Could you work out the number of lines in the listing that include the word "class" and reply with that figure alone?

▶

PR #638, opened 2022-12-14
tidb: turn off bug switch

hawkingrei:
https://github.com/pingcap/tidb/issues/38295 is resolved.

Signed-off-by: Weizhen Wang <wangweizhen@pingcap.com>

### DIFF
--- a/src/sqlancer/tidb/TiDBBugs.java
+++ b/src/sqlancer/tidb/TiDBBugs.java
@@ -2,21 +2,8 @@ package sqlancer.tidb;
 
 // do not make the fields final to avoid warnings
 public final class TiDBBugs {
-
-    // https://github.com/pingcap/tidb/issues/15987
-    public static boolean bug15987;
-
-    // // https://github.com/pingcap/tidb/issues/15988
-    public static boolean bug15988;
-
     // https://github.com/pingcap/tidb/issues/16028
     public static boolean bug16028;
-
-    // https://github.com/pingcap/tidb/issues/16020
-    public static boolean bug16020;
-
-    // https://github.com/pingcap/tidb/issues/15990
-    public static boolean bug15990;
 
     // https://github.com/pingcap/tidb/issues/15844
     public static boolean bug15844;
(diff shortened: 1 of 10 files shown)


src/sqlancer/tidb/TiDBBugs.java
```diff
@@ -55,7 +52,7 @@ public final class TiDBBugs {
     public static boolean bug35652 = true;
 
     // https://github.com/pingcap/tidb/issues/38295
-    public static boolean bug38295 = true;
+    public static boolean bug38295;
```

◀

FINISHED EXERCISE = 2